Problem description — Write out, from the entries below, exactly the lines that run between the lines holding "Issue #181, opened 2026-08-14" and "Two prompts were", inclusive, and stop there.

Given data —
* * * *
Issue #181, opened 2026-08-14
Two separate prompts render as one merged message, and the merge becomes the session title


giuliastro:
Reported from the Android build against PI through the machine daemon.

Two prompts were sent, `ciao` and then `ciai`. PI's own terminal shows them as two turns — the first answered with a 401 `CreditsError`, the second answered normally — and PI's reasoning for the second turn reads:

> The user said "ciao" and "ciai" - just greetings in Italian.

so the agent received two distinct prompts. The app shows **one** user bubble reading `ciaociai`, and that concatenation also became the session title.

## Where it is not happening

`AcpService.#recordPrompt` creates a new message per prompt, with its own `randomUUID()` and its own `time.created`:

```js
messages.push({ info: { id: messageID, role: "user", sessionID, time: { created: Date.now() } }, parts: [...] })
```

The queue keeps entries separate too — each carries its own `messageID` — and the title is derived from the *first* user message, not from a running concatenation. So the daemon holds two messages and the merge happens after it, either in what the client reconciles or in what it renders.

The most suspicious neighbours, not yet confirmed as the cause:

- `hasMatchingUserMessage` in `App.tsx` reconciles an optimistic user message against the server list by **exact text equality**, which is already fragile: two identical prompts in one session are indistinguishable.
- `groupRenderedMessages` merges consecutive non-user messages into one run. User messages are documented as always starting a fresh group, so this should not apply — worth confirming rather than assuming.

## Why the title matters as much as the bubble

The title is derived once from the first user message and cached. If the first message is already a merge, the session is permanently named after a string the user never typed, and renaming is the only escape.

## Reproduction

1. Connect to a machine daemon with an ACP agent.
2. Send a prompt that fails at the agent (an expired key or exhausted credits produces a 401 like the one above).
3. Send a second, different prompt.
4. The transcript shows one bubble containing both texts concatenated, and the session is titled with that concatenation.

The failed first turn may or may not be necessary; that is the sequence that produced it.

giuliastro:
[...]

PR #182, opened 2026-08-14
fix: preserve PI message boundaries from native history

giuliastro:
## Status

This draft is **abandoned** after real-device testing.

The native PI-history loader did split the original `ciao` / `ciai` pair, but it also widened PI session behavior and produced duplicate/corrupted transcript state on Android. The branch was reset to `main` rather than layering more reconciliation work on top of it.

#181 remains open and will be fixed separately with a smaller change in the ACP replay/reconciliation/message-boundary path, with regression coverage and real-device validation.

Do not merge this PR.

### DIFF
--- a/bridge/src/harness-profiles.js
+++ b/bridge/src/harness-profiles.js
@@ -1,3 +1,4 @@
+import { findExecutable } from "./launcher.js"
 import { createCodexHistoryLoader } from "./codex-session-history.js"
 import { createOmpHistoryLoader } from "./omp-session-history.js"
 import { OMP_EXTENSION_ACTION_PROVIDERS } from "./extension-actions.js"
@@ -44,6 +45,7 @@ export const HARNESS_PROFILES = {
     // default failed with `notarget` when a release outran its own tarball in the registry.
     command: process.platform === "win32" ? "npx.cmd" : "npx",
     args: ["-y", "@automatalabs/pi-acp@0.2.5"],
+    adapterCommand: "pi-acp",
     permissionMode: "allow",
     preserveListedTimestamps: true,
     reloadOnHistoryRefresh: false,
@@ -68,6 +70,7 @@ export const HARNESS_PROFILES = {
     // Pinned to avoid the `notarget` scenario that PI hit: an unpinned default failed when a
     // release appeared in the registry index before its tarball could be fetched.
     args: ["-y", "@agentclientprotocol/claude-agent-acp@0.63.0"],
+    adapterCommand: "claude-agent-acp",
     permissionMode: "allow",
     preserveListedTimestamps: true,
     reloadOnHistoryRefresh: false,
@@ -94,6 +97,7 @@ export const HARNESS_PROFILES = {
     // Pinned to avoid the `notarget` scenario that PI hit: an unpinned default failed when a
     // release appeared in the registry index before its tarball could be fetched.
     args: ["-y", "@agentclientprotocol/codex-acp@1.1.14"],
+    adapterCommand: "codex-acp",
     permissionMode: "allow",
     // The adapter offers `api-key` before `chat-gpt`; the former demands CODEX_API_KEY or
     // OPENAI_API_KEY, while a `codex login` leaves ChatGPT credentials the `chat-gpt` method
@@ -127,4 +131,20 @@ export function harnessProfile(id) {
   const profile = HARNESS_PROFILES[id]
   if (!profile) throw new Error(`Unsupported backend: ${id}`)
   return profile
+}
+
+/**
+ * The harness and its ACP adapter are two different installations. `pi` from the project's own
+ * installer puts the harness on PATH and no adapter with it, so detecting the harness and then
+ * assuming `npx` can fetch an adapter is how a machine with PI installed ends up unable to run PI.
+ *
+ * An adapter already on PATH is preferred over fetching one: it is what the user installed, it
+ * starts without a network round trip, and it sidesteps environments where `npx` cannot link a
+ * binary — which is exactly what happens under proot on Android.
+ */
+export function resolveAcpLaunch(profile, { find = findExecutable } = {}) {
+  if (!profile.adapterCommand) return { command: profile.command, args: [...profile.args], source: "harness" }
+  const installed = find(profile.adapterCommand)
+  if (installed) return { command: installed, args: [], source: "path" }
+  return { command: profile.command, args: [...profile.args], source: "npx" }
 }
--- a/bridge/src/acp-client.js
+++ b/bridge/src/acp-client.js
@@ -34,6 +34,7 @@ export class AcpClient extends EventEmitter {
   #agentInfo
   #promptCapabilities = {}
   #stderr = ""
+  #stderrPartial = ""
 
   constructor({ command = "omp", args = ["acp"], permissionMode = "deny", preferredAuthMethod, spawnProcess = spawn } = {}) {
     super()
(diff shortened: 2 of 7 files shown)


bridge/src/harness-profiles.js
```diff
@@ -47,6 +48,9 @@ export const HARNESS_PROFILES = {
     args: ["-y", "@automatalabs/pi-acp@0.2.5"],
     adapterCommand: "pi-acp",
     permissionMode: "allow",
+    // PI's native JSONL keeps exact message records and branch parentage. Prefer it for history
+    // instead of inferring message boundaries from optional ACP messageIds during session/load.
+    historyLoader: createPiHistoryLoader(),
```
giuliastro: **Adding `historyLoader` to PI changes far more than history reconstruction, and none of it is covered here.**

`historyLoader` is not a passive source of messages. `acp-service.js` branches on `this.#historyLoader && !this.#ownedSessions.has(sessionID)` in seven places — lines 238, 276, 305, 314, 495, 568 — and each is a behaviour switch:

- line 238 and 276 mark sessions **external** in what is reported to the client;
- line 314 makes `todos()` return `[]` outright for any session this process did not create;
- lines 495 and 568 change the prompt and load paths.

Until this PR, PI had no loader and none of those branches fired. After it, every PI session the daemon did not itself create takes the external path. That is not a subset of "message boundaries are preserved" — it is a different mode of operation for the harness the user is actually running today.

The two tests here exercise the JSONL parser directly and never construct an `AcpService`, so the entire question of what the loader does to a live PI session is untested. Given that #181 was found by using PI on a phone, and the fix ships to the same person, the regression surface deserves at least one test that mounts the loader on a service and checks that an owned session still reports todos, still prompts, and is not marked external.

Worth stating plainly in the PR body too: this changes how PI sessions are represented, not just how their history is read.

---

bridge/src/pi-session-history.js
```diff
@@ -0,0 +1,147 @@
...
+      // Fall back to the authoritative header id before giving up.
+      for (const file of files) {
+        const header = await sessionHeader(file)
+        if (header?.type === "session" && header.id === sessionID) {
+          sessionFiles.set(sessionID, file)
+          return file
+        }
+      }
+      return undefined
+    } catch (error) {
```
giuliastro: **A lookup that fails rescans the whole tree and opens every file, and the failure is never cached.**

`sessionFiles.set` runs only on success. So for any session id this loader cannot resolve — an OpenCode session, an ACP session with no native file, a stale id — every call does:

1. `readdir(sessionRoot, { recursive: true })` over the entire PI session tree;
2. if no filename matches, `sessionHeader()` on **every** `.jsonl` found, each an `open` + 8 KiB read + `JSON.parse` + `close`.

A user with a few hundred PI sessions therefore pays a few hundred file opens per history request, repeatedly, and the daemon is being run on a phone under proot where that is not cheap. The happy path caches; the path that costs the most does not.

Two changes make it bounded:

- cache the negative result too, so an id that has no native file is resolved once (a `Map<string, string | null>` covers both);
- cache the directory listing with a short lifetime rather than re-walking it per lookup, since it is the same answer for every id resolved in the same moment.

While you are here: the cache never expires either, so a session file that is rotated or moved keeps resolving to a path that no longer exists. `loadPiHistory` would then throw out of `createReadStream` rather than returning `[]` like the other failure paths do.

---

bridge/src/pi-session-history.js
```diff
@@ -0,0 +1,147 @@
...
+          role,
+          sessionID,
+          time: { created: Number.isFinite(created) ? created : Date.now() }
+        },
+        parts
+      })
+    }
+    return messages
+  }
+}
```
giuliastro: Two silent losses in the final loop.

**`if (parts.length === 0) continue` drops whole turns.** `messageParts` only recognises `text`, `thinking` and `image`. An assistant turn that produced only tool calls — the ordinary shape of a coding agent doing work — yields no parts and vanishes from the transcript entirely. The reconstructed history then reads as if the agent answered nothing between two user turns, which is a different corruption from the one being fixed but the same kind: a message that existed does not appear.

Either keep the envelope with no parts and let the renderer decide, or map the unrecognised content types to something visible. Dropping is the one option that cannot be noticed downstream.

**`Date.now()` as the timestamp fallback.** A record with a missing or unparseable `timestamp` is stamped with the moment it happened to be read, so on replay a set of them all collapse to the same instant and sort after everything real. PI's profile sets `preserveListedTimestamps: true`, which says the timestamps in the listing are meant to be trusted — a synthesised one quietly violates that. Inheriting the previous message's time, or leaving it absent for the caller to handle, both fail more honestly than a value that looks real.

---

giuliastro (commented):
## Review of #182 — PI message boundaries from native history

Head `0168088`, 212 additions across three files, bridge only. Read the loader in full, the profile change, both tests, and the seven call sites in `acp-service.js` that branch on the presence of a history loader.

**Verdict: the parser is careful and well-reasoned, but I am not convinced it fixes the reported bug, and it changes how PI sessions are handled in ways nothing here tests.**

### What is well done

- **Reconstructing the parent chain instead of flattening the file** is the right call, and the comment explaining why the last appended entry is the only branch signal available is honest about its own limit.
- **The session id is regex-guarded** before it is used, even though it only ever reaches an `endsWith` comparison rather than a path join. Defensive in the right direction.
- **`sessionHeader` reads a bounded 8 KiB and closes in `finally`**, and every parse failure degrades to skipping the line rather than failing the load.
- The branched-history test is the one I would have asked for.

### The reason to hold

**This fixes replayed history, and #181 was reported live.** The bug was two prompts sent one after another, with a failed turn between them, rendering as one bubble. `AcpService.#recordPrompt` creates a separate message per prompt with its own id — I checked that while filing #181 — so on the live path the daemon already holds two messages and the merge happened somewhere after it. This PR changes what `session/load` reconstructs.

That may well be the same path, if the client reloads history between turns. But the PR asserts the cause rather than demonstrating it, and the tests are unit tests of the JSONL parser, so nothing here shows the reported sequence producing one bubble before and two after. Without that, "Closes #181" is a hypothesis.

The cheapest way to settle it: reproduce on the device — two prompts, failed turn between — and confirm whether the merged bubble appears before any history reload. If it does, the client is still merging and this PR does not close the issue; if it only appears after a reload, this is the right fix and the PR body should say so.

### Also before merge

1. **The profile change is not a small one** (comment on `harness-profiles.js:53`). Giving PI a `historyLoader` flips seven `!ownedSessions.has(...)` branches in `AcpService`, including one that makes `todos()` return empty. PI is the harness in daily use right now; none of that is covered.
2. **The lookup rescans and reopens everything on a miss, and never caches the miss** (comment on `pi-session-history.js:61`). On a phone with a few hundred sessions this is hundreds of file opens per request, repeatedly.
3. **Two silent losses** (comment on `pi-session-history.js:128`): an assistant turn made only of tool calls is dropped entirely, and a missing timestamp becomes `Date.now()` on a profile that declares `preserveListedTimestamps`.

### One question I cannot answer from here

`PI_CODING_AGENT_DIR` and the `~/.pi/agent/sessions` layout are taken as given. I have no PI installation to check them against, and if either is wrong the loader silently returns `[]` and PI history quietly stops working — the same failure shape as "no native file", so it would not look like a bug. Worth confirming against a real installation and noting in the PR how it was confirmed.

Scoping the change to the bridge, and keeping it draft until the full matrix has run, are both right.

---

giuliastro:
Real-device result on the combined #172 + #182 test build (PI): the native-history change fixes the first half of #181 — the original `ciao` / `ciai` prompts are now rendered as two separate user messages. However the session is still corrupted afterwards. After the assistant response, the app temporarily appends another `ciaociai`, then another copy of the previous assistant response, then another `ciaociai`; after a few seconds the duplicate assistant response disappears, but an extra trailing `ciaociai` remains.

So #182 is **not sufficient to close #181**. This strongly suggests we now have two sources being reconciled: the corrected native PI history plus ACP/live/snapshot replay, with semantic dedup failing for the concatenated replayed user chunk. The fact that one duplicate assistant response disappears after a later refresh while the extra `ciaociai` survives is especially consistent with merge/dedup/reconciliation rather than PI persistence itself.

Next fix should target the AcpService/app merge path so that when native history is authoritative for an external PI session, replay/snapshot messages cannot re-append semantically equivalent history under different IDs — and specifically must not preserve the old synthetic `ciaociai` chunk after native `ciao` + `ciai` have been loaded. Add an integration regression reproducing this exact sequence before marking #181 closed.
* * * *
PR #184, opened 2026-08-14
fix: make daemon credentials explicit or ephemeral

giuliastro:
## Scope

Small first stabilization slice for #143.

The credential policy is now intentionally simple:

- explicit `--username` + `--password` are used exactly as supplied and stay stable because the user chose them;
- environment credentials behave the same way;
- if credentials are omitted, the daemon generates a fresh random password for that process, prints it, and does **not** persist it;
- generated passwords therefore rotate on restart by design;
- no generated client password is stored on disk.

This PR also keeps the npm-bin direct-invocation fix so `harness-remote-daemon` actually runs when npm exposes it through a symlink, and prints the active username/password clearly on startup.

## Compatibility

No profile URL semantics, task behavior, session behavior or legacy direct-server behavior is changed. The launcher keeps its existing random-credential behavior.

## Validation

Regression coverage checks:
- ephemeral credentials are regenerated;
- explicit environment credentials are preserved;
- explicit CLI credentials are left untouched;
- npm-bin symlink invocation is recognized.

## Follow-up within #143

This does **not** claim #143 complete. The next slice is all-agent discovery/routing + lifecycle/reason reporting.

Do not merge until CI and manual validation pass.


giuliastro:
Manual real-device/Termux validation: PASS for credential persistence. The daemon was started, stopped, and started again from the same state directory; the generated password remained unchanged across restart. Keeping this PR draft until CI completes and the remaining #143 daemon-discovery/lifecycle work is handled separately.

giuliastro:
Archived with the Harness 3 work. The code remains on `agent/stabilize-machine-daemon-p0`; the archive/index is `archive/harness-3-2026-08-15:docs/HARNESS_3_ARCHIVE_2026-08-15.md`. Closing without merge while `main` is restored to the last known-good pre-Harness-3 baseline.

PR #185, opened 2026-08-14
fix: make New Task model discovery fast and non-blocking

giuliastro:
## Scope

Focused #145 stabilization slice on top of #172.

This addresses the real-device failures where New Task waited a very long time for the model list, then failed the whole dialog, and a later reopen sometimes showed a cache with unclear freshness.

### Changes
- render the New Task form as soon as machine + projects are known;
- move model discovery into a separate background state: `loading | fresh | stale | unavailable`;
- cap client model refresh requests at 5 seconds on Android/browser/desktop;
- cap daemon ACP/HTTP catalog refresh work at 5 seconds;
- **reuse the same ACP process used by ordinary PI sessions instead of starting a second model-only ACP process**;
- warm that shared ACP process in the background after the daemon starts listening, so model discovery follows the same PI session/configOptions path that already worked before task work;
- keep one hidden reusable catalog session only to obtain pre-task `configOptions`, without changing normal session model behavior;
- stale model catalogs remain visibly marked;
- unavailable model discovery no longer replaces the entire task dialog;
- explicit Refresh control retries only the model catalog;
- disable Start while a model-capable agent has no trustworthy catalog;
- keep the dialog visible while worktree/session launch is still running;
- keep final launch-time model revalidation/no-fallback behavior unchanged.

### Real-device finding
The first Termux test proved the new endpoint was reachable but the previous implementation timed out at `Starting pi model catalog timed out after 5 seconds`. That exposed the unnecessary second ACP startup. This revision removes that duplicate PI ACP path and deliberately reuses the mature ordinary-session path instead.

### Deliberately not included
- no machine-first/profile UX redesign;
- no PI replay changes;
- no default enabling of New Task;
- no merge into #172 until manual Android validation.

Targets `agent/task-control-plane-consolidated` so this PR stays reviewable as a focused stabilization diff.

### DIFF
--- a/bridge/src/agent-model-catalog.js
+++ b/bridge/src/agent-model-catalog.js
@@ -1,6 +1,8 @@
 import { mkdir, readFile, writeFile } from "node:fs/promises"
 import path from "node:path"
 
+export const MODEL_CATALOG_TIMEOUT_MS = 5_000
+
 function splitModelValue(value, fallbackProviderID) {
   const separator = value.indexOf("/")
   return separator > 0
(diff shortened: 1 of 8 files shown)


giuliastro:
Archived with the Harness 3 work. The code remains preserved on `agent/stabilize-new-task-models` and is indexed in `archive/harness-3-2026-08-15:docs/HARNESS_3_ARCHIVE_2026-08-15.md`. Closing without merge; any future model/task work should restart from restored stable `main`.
* * * *
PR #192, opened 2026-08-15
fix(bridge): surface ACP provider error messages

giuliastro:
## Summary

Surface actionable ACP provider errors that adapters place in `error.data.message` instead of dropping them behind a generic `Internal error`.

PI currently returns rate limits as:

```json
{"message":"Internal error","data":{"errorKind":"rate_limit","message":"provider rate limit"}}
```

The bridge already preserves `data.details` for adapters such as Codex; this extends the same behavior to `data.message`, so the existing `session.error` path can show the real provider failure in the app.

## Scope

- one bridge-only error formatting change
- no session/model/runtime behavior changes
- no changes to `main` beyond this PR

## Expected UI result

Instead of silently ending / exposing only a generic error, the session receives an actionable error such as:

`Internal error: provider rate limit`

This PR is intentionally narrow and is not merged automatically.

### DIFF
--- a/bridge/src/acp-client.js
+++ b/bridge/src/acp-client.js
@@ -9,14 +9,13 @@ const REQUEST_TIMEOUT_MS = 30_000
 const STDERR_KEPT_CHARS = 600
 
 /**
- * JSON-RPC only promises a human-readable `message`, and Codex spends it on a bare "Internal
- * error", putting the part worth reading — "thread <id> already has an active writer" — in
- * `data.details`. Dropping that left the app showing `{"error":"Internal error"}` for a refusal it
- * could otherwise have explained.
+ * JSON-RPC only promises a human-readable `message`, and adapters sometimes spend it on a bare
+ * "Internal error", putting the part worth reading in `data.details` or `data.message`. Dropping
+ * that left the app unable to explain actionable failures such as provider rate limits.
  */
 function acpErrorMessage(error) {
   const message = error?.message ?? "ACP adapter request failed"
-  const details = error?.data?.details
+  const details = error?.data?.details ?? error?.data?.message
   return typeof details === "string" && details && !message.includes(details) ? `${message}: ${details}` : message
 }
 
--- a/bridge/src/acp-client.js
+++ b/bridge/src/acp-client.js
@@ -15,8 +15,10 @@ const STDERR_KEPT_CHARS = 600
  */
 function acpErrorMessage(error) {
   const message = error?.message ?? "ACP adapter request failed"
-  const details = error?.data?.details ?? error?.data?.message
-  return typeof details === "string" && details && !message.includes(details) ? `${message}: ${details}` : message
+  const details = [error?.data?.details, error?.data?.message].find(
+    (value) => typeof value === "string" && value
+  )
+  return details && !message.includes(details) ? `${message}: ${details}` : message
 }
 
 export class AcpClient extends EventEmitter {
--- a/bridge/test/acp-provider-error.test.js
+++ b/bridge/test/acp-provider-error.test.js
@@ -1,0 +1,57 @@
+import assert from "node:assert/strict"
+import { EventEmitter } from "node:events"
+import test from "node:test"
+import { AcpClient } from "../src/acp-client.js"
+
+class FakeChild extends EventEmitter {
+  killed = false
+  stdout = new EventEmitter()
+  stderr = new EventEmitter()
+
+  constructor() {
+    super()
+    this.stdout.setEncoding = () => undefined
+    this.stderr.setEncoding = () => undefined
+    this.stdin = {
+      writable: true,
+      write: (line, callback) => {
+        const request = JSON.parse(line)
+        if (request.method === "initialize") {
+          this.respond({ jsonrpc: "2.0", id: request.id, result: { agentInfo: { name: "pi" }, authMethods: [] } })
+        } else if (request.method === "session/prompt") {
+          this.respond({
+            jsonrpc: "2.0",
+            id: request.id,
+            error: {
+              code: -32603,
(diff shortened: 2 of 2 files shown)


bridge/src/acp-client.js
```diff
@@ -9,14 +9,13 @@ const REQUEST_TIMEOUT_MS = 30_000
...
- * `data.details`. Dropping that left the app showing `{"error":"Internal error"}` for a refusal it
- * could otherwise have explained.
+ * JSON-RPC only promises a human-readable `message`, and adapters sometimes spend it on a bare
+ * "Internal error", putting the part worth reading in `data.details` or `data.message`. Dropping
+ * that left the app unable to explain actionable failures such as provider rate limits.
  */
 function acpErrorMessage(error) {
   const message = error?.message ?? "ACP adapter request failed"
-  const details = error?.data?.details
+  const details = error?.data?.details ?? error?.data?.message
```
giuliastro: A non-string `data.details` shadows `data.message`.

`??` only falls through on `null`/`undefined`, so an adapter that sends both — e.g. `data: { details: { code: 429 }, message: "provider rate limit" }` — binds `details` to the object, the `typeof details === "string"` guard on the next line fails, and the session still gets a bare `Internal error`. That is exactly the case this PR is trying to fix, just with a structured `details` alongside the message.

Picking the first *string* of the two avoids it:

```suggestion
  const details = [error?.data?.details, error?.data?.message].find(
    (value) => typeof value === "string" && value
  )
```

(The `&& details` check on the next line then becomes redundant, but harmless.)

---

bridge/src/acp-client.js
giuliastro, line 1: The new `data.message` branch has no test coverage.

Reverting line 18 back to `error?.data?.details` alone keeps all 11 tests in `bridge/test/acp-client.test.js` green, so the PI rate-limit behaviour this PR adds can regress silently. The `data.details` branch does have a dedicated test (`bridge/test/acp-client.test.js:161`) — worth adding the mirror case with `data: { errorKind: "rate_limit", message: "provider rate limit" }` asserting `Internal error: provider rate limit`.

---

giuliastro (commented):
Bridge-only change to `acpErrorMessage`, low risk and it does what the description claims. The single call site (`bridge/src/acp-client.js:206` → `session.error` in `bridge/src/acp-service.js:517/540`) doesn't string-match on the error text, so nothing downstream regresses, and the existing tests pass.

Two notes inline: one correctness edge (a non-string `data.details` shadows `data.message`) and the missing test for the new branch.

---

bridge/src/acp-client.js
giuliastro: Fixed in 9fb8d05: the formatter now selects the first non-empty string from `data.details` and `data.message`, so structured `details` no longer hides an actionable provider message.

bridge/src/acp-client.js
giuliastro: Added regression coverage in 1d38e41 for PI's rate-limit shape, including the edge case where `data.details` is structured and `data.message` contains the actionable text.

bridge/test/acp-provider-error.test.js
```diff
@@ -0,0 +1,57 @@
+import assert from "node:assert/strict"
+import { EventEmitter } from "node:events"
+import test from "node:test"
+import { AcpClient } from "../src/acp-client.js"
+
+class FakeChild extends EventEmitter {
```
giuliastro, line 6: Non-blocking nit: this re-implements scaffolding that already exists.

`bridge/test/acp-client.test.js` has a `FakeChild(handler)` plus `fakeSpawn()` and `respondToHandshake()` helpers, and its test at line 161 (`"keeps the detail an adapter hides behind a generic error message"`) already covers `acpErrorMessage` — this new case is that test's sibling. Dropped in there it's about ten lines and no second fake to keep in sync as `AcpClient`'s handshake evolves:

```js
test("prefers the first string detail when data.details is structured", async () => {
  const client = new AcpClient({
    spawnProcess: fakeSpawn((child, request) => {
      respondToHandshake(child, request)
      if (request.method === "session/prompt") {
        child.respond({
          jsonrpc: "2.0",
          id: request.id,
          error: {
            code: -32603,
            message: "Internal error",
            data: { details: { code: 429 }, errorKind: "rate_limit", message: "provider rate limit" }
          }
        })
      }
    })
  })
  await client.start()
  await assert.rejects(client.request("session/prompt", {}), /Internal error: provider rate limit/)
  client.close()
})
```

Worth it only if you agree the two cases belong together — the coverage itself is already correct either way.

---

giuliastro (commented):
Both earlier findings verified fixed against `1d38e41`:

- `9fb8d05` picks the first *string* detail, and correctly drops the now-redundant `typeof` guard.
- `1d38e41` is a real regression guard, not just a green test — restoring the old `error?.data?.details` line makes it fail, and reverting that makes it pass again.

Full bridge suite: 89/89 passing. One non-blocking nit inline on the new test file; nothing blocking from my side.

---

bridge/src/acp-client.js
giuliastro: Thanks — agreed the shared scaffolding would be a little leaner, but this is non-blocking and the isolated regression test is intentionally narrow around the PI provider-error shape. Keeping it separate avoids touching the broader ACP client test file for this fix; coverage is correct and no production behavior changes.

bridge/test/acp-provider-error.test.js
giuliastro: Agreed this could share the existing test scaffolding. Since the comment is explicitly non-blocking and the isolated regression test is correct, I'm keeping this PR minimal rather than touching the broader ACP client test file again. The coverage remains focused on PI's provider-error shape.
* * * *
Response area —
Issue #181, opened 2026-08-14
Two separate prompts render as one merged message, and the merge becomes the session title


giuliastro:
Reported from the Android build against PI through the machine daemon.

Two prompts were sent, `ciao` and then `ciai`. PI's own terminal shows them as two turns — the first answered with a 401 `CreditsError`, the second answered normally — and PI's reasoning for the second turn reads:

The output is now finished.